SV: I know what you mean. There is a part where you do a modulation down about ¾ of the way through you know where I am talking about. It goes da, da, da, da. It sounds like you ought to go up another fifth or so.
WH: You mean where the saxophone breaks?

SV: Yeah. I want to try that. I keep following that down and go oops he didn’t go up. You mentioned “Play That Funky Music,” and I know you got Brian Culbertson and Jeff Golub on that one. Did you record that live? If you did, how much fun was that for you?
WH: Sorry to take out the mystique. I guess it would be nice to make up some story.

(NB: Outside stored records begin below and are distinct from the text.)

PR #1734, opened 2026-04-09
configs: set bootstrap_image_ready=True for AlmaLinux configs

andrewlukoshko:
Set bootstrap_image_ready = True for almalinux-8, almalinux-9, almalinux-10,
and almalinux-kitten-10 templates.

AlmaLinux container images now have python3-dnf-plugins-core available
by default, so there is no need to update the bootstrap chroot after
extracting the image.

See AlmaLinux/container-images#88


Conan-Kudo (approved):

Conan-Kudo (changes requested):
Please add a towncrier changelog snippet.

Conan-Kudo (approved):

xsuchy (approved):
+1

PR #1736, opened 2026-04-15
Add config for Fedora 44 version of RISC-V port

hrw:
As we started building Fedora 44 it would be good to have config available for it.


praiskup (approved):

xsuchy (approved):
+1

hrw:
Will there be a new version of `mock-core-configs` with it?

xsuchy:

SV: Yeah I could just see the three of you jamming on this one.
WH: Yeah, we will probably have to do that on my cruise because we will all be together on there. In fact, this record was made very piece meal because the co-producer, Andre Berry, lives in Los Angeles. l live in Boulder and I don’t know if you noticed but of course Golub lived in New York, and the Harris brothers are in New York. Most of the other guests are in L.A. Basically when I fly out to L.A for some shows I would get with Andre and we would do some recording then and I recorded a lot of my own parts just here in my studio here in Boulder. Jeff recorded his own parts on this one from his studio in New York and Culby was actually on the road with Andre on the college tour here in Chicago and he ran into a studio in Chicago that had a B-3 and recorded on that tune.
 
SV: I am surprised he didn’t have one in his hotel room that night or something.
WH: A lot of the stuff was done in hotel rooms as well. Surprisingly, with Ron Reinhardt all of his parts were recorded in Palms Springs in a hotel room.  It is amazing what you can do now with technology.

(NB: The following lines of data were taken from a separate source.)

Issue #1243, opened 2023-10-12
Better CPU/MEM monitoring during the build (sampling?)


praiskup:
Sometimes happens that some (a bit more complicated) Mock build fails in Copr with "Killed" reason.  So I take a look at the [hw_info.log.gz](https://download.copr-dev.fedorainfracloud.org/results/@copr/powerful-test/fedora-39-aarch64/02915634-kernel/hw_info.log.gz) and it doesn't help -> the problem is that we take the info before we actually start the build.

It would be awesome to have support for periodic sampling, perhaps within the same module.  So we could analyze post-mortem how the memory/swap/storage behaved.  Is this worth doing in Mock, or should we do this on Copr builder?

Conan-Kudo:
Would something like [`below`](https://fedoramagazine.org/below-a-time-traveling-resource-monitor/) work for this?

cc: @davide125

praiskup:
Nice!  That is exactly the tool we need.  This looks like a tool for Copr builders, rather than Mock.  WDYT?

Conan-Kudo:
I think it could go either way, depending on how you want to collect, present, and archive the data. A Mock plugin would allow for people to have this information locally when they're trying to figure out build performance bottlenecks. Copr, as you can guess, would benefit from it for gathering data about builder performance.

stewartsmith:
With `systemd-nspawn` we should be able to get statistics out of `systemd-cgtop` (or what backs it... even just the raw cgroup data from the kernel) and thus get a decent idea of actual usage?

In the back of my mind it had been kicking around as an idea to try and more accurately size koji builders - we tend to brute force things a bit, and there's certainly opportunities for non-trivial cost savings in the future.

PR #1748, opened 2026-04-25
RFC: Add a system monitor plugin

yaneti:
Based on the kernel memcg cgroup2 memory accounting and its systemd-nspawn intergration

When enabled produces output like:
`MOCKMA: Total Memory Peak 52309.39 MiB | Top process: RSS:10975.77 MiB [/usr/libexec/gcc/x86_64-redhat-linux/16/cc1plus -quiet -I /build... ` 
<full command line> at the end of the build.log

With assistance from Gemini AI

### DIFF
--- a/docs/Plugin-SystemMonitor.md
+++ b/docs/Plugin-SystemMonitor.md
@@ -1,0 +1,25 @@
+---
+layout: default
+title: Plugin SystemMonitor
+---
+
+This plugin activates per-interval collection of various statistics
+based on the kernels cgroupv2 controllers during the build phase and
+dumps a json file 'system_monitor.json' with the collected statistics
+in the result dir
+
+Currently dumped statistics include total maximum memory usage for the build
+and the process with maximum memory RSS
+
+The plugin requires the use of systemd-nspawn as build container runner
+
+## Configuration
+
+The module is disabled by default and needs to be activated by:
+
+    config_opts['plugin_conf']['system_monitor_enable'] = True
+
+The following sub-options may be specified:
+
+    # the interval between statistics collection runs in seconds, default 2
+    config_opts['plugin_conf']['system_monitor_opts']['interval'] = 10
--- a/mock/docs/site-defaults.cfg
+++ b/mock/docs/site-defaults.cfg
@@ -397,6 +397,11 @@
 # certain file paths being accessed.
 #config_opts['plugin_conf']['unbreq_opts']['exclude_accessed_files'] = []
 
+### system_monitor plugin disabled by default
+# config_opts['plugin_conf']['system_monitor_enable'] = False
+## statistics collection interval in seconds
+# config_opts['plugin_conf']['system_monitor_opts']['interval'] = 2
+
 #############################################################################
 #
 # environment for chroot
--- a/mock/py/mockbuild/config.py
+++ b/mock/py/mockbuild/config.py
@@ -33,7 +33,7 @@ PLUGIN_LIST = ['tmpfs', 'root_cache', 'yum_cache', 'mount', 'bind_mount',
                'lvm_root', 'compress_logs', 'sign', 'pm_request',
                'hw_info', 'procenv', 'showrc', 'rpkg_preprocessor',
                'rpmautospec', 'buildroot_lock', 'export_buildroot_image',
-               'unbreq', 'expand_spec']
+               'unbreq', 'expand_spec', 'system_monitor']
 
 def nspawn_supported():
     """Detect some situations where the systemd-nspawn chroot code won't work"""
@@ -264,6 +264,10 @@ def setup_default_config_opts():
         'expand_spec_opts': {
             'rpmspec_opts': [],
         },
+        'system_monitor_enable': False,
+        'system_monitor_opts': {
+            'interval' : 2
+        }
     }
 
     config_opts['environment'] = {
--- a/mock/py/mockbuild/plugins/system_monitor.py
+++ b/mock/py/mockbuild/plugins/system_monitor.py
@@ -1,0 +1,171 @@
+# License: GPL2 or later see COPYING
+"""
+Track various system statistics during the build phase.
+- Report maximum allocated memory in total and for the "biggest" process
+
+The plugin requires systemd-nspawn as build container runner
+"""
+
+import threading
+import os
+import json
+import backoff
+
+from mockbuild.trace_decorator import getLog
+from mockbuild.util import get_machinectl_uuid, _safe_check_output, USE_NSPAWN
+
+requires_api_version = "1.1"
+run_in_bootstrap = False
+
+def init(plugins, conf, buildroot):
+    """ Plugin entry point """
+    SystemMonitor(plugins, conf, buildroot)
+
+class SystemMonitor:
+    """ Main plugin class """
+
+    def get_top_process_info(self, scope_path):
+        """Finds the process in the cgroup with the highest RSS.
+
+        Args:
+            scope_path (str): Path to the cgroup scope directory.
+
+        Returns:
+            tuple[int, str]: A tuple containing the RSS of the top process in bytes
+                and its command line.
+        """
+        procs_path = os.path.join(scope_path, "cgroup.procs")
+        max_rss = 0
+        max_cmdline = ""
+
+        try:
+            if not os.path.exists(procs_path):
+                return (0, "unknown")
+            with open(procs_path, 'r', encoding="utf-8") as f:
+                pids = f.read().split()
+
+            for pid in pids:
+                try:
+                    with open(f"/proc/{pid}/statm", 'r', encoding="utf-8") as sm:
+                        data = sm.read().split()
+                        if not data:
+                            continue
+                        # RSS in pages * PAGE_SIZE bytes
+                        rss_bytes = int(data[1]) * os.sysconf('SC_PAGE_SIZE')
+
+                    if rss_bytes > max_rss:
+                        max_rss = rss_bytes
+                        with open(f"/proc/{pid}/cmdline", 'r', encoding="utf-8") as cmd:
+                            max_cmdline = cmd.read().replace('\0', ' ').strip()
+                        if not max_cmdline:
+                            max_cmdline = f"{pid}"
+
+                except (FileNotFoundError, ProcessLookupError, IndexError):
+                    continue
+        except OSError as e:
+            getLog().error("SYSMON: Error: %s", e)
+
+        return (max_rss, max_cmdline)
+
+    @backoff.on_predicate(backoff.constant, jitter=None, interval=2, max_time=120)
+    def get_machine_id(self, buildroot):
+        """ Retry getting machine id until nspawn starts """
+        return get_machinectl_uuid(buildroot.make_chroot_path())
+
+    def sysmon_thread(self, buildroot, interval):
+        """ Main monitoring thread """
+        current_peak = 0
+
+        machine_id = self.get_machine_id(buildroot)
+        if machine_id is None:
+            getLog().error("SYSMON: Failed to get nspawn container machine_id")
+            return
+
+        getLog().debug("SYSMON: Collecting data from machine_id: %s", machine_id)
+
+        # The unit name depends on systemd version
+        ustr = _safe_check_output(["/bin/machinectl", "show", "--property=Unit", f"{machine_id}"])
+        if isinstance(ustr, bytes):
+            ustr = ustr.decode("utf-8")
+        machine_id_unit = ustr.rstrip().split('=')[1]
+        scope_dir = f"/sys/fs/cgroup/machine.slice/{machine_id_unit}"
+        peak_file = os.path.join(scope_dir, "memory.peak")
+
+        while not self.sysmon_stop_event.is_set():
+            max_status = "Current"
+            pid_status = "Current"
+
+            try:
+                if os.path.exists(peak_file):
+                    with open(peak_file, 'r', encoding="utf-8") as f:
+                        current_peak = int(f.read().strip())
+
+                if current_peak > self.max_memory_peak:
+                    max_status = "NEW"
+                    self.max_memory_peak = current_peak
+
+                top = self.get_top_process_info(f"{scope_dir}/payload")
+                if top[0] > self.top_rss[0]:
+                    pid_status = "NEW"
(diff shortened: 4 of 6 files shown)


mock/py/mockbuild/plugins/memory_accounting.py
```diff
@@ -0,0 +1,140 @@
...
+        except (IOError, ValueError):
+            getLog().debug(f"MOCKMA: memory.peak missing {scope_dir}")
+            pass
+
+        if ma_stop_event.wait(timeout=interval):
+            break
+
+
+
+class MemoryAccounting(object):
```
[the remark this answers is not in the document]
yaneti: I coudn't make the thread run with `ma_check_proc_mem` being a class method, for some reason. Didn't dig deeper..

davidlt:
I was thinking about this more, and two things that popped into mind:
1. The current format is not machine friendly to parse this information thus harder to write tools to ingest it.
2. Related to the 1st one. Sometimes our `build.log` goes into gigabytes thus finding this information again seems to be expensive.

It would be nicer to have this as a separate file with maybe a JSON content. In that case we could have a tooling that could check historical host + this output to figure out future scheduling opportunities.

mock/py/mockbuild/plugins/system_monitor.py
```diff
@@ -0,0 +1,140 @@
...
+                    continue
+        except Exception as e:
+            getLog().error("MOCKMA: Error: %s", e)
+        return top_cmdline, max_rss
+
+    def ma_check_proc_mem(self, buildroot, interval):
+        current_peak = 0
+
+        # wait for nspawn to start
+        time.sleep(5)
```
xsuchy: Can this be faster by pooling something?

xsuchy:
In general, I welcome this work.

I agree that separate file would be better. Plus one to JSON.

Please add documentation. Take a look at https://rpm-software-management.github.io/mock/Plugin-PackageState which you can mimic.

Add configuration option to enable/disable it. Before this mature, it should be disabled by default.

Reviews from Claude:

  1. Thread safety — class-level mutable state (bug)                                                                                                                                         
  
  Lines 16-19 define tracking variables as class attributes, not instance attributes. This means all instances share the same state. If two builds run concurrently (or a plugin is          
  re-instantiated), they'll clobber each other's data. These should be initialized in __init__:

```                                                                                                                                                                                             
  # Current (shared across all instances):
  class MemoryAccounting(object):                                                                                                                                                            
      max_memory_peak = 0                                                                                                                                                                    
      top_rss = 0                                                                                                                                                                            
      ...                                                                                                                                                                                    
                                                                                                                                                                                             
  # Should be:                                                                                                                                                                               
  def __init__(self, plugins, buildroot):                                                                                                                                                    
      self.max_memory_peak = 0                                                                                                                                                               
      self.top_rss = 0                                                                                                                                                                       
      self.top_rss_cmd = ""                                                                                                                                                                  
      self.ma_stop_event = threading.Event()                                                                                                                                                 
      self.ma_timer_thread = None
```

  2. No thread.join() in _on_post_build (bug)                                                                                                                                                
                                                                                                                                                                                             
  _on_post_build sets the stop event but never calls self.ma_timer_thread.join(). The monitoring thread could still be running when the results are logged, leading to a race where the final
   values are read while still being updated. Also, if mock exits quickly, the dangling thread could prevent clean shutdown. The thread should also be set as daemon=True as a safety net.
                                                                                                                                                                                             
  3. Missing use_nspawn guard (bug)

  The plugin unconditionally injects --property=MemoryAccounting=on into nspawn_args and calls machinectl. This will fail (or be meaningless) when mock is configured with use_nspawn = False
   (chroot mode). The plugin should check self.config.get('use_nspawn') and either skip activation or log a warning.
My note: we should probably completly skip this plug if nspawn is not used.

                                                                                                                                                                                             
  4. get_machinectl_uuid can return None (bug)                                                                                                                                               
  
  If get_machinectl_uuid() returns None (documented as "we should never get here" in util.py but possible), the subsequent machinectl show call will fail with an unhelpful error. Should    
  check for None and bail with a clear log message.

  7. Missing run_in_bootstrap declaration                                                                                                                                                    
                  
  Most plugins declare run_in_bootstrap = False at module level. This plugin omits it.  

  8. init() ignores conf parameter                                                                                                                                                           
                  
  The init() function receives conf but doesn't pass it to the constructor. Other plugins (hw_info, procenv, ccache, etc.) store conf as self.*_opts for plugin-specific configuration. The  
  interval config is fetched in _on_pre_build via a roundabout self.config['plugin_conf']['memory_accounting_opts'] path — using conf directly would be cleaner and consistent.
                                                                                                                                                                                             
  9. Missing license header

  All other plugin files include a license header (# License: GPL2 or later see COPYING). 


  Style / minor                                                                                                                                                                              
                  
  - Three blank lines (lines 107-109) before _on_pre_build — should be two per PEP 8 (one within a class).
  - if (isinstance(ustr, bytes)) — parentheses around the condition are unnecessary and inconsistent (though util.py has the same pattern).                                                  
  - "unknown" returned for errors — consider using the process PID as fallback when cmdline can't be read (some kernel threads have empty cmdlines).

xsuchy:
And please add release notes entry https://github.com/rpm-software-management/mock/blob/main/docs/Release-Notes-New-Entry.md

yaneti:
Tried to address most of the issues.
Since @davidlt mentioned that cgroup2 controller based statistic can be gotten for many more things than max memory perhaps now 's the time to rename the thing to   build_stats / nspawn_stats / mock_stats / whatever_stats
and make it a placeholder for  other per-interval collection from the build process.
This would all for collecting data on memory pressure, cpu load, io load etc...

I'd like to leave the naming to whomever feels inspired ;)

mock/py/mockbuild/plugins/system_monitor.py
yaneti: I don't really know..ideas ?

xsuchy:
+1 to cpu sampling. That was already suggested in https://github.com/rpm-software-management/mock/issues/1243

xsuchy:
Naming ideas:
* system-monitor
* system-accounting
* system-top

davidlt:
I also mentioned on Matrix that there seems to be statistics for swap usage too. That seems to be ` memory.swap.peak` from cgroupsv2.

yaneti:
So its renamed.
The json format is completely made up and I am not sure exactly what to collect for swap or cpu statistics , so that'll have to be added by someone else.

xsuchy:
@yaneti, can you please fix the lint warnings?

yaneti:
> @yaneti, can you please fix the lint warnings?

I tried, but my python foo is weak.

The current 5 second wait for the nspawn to start actually breaks with %generate_buildrequires.. so it still needs solution for how to figure when it has started.

yaneti:
Ugh, this last version catches the prep nspawn, not the build one...

mock/py/mockbuild/plugins/system_monitor.py
```diff
@@ -0,0 +1,167 @@
...
+        self.max_memory_peak = 0
+        self.top_rss = (0, "")
+        self.sysmon_timer_thread = None
+        self.sysmon_stop_event = threading.Event()
+        self.buildroot = buildroot
+        self.system_monitor_opts = conf
+        self.config = buildroot.config
+
+        if self.config.get('use_nspawn', True):
+            getLog().warning("SYSMON: build is not using nspawn. Statistics will not be available")
```
praiskup, line 166: Can you use `util.USE_NSPAWN` instead?  This option is obsoleted and probably doesn't work properly.

praiskup: the logic seems inverted

mock/py/mockbuild/plugins/system_monitor.py
```diff
@@ -0,0 +1,167 @@
...
+        getLog().debug("SYSMON: Monitoring thread started via callback.")
+
+    def _on_postbuild(self):
+        self.sysmon_stop_event.set()
+        self.sysmon_timer_thread.join()
+        getLog().info(
+            "SYSMON: Total Memory Peak %.2f MiB | Top process: RSS:%.2f MiB [%s]",
+            self.max_memory_peak / 1048576, self.top_rss[0] / 1048576, self.top_rss[1]
+        )
+        out_file = self.buildroot.resultdir + '/system_monior.json'
```
praiskup: typo

mock/py/mockbuild/plugins/system_monitor.py
```diff
@@ -0,0 +1,167 @@
...
+            tuple[int, str]: A tuple containing the RSS of the top process in bytes
+                and its command line.
+        """
+        procs_path = os.path.join(scope_path, "cgroup.procs")
+        max_rss = 0
+        max_cmdline = ""
+
+        try:
+            if not os.path.exists(procs_path):
+                return "unknown", 0
```
praiskup: (str, int) returned vs. (int, str) on 68?

releng/release-notes-next/system-monitor-plugin.feature.md
```diff
@@ -0,0 +1 @@
+New system_memory plugin for collecting various statistics in the build phase
```
praiskup: typo: system_monitor

mock/py/mockbuild/plugins/system_monitor.py
```diff
@@ -0,0 +1,167 @@
...
+
+    def sysmon_thread(self, buildroot, interval):
+        """ Main monitoring thread """
+        current_peak = 0
+        machine_id = None
+
+        # wait for nspawn to start
+        while machine_id is None:
+            time.sleep(2)
+            machine_id = get_machinectl_uuid(buildroot.make_chroot_path())
```
praiskup: Please use backoff library with some reasonable limit (like 2 minutes).

mock/py/mockbuild/config.py
```diff
@@ -33,7 +33,7 @@
                'lvm_root', 'compress_logs', 'sign', 'pm_request',
                'hw_info', 'procenv', 'showrc', 'rpkg_preprocessor',
                'rpmautospec', 'buildroot_lock', 'export_buildroot_image',
-               'unbreq', 'expand_spec']
+               'unbreq', 'expand_spec','system_monitor']
```
praiskup: missing space

mock/py/mockbuild/plugins/system_monitor.py
praiskup: bot suggests: Should check self.sysmon_stop_event in this loop.

mock/py/mockbuild/config.py
```diff
@@ -264,6 +264,7 @@ def setup_default_config_opts():
         'expand_spec_opts': {
             'rpmspec_opts': [],
         },
+        'system_monitor_enable': False,
```
praiskup, line 267: please also define default configuration for the plugin here

mock/py/mockbuild/plugins/system_monitor.py
praiskup: os.path.join() please

docs/Plugin-SystemMonitor.md
```diff
@@ -0,0 +1,25 @@
+---
+layout: default
+title: Plugin SystemMonitor
+---
+
+This plugin activates per-interval collection of various statistics
+based on the kernels cgroupv2 controllers during the build phase and
+dumps a json file 'systemd-monitor.json' with the collected statitics
```
praiskup: typo: statistics

docs/Plugin-SystemMonitor.md
```diff
@@ -0,0 +1,25 @@
...
+in the result dir
+
+Currently dumped statistics include total maximum memory usage for the build
+and the process with maximum memory RSS
+
+The plugin requires the use for systemd-nspawn as build container runner
```
praiskup: s/use for/ use of/

mock/py/mockbuild/plugins/system_monitor.py
xsuchy: You can find example how we use backoff e.g., in `mock/py/mockbuild/file_downloader.py`

yaneti: I guess sysmon_stop_event can be in the on_predicate lambda .... if thats what the bot means..

yaneti: lest leave that for later . The backoff approach is in current code.

mock/py/mockbuild/plugins/system_monitor.py
```diff
@@ -0,0 +1,171 @@
+# License: GPL2 or later see COPYING
+"""
+Track various system statistics during the build phase.
+- Report maximum allocated memory in total and for the "biggest" process
+
+The plugin requires systemd-nspawn as build container runner
+"""
+
+import threading
+import time
```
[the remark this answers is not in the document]
xsuchy: This should be fixed (removed)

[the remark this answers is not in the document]
xsuchy: This too.

docs/Plugin-SystemMonitor.md
```diff
@@ -0,0 +1,25 @@
...
+
+## Configuration
+
+The module is disabled by default and needs to be activated by:
+
+    config_opts['plugin_conf']['system_monitor_enable'] = True
+
+The following sub-options may be specified:
+
+    # the interval between statistics collection runs , default 2
```
praiskup: s/2/seconds/

mock/docs/site-defaults.cfg
```diff
@@ -397,6 +397,11 @@
 # certain file paths being accessed.
 #config_opts['plugin_conf']['unbreq_opts']['exclude_accessed_files'] = []
 
+### system_monitor plugin disabled by default
+# config_opts['plugin_conf']['system_monitor_enable'] = False
+## statistics collection interval
+# config_opts['plugin_conf']['system_monitor_opts']['interval'] = 2
```
praiskup, line 403: Please document that the unit is seconds.

praiskup:
Can you please squash the commit into a single one?  otherwise LGTM

xsuchy:
Thank you for your patience and for addressing all our comments.

yaneti:
Thanks for _your_ patience :smile:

SV: I just talked with Earl Klugh last month and he told me that they would record parts and email to the other artist and email them back and then play them.  It has completely changed.  It is unbelievable what it is now.
WH: I would never email a final part but when Andre, and I would be working on songs he would send me rough mixes of things for me to play my sax to, and he would just email those over, and as I would be working on my parts he would want to hear updated versions of what I was doing so so I just sent him stuff. But when it got time to actual compiling all the master parts and everything we don’t use email for that.  We definitely stick them in the mail and on a CD or we hand deliver it to each other and do it that way.   There is a certain point where you just can’t trust technology.
 
SV: On “Virgin Gorda” I keep hearing a noise or like two beats in the left speaker. What is going on there?
WH: That is just ambient noise. It is intentional.

SV: I figured it was after about the fifth time I heard that.
WH: Yeah, with chill music and that sort of thing you get a lot of that stuff which is not necessarily musical but is just creates a certain vibe. We wanted to do something because it is a very simple of melody and the vibe of the song is Virgin Gorda, obviously named after the island in the Caribbean, but if you listen closely there is a whole bunch of stuff in there.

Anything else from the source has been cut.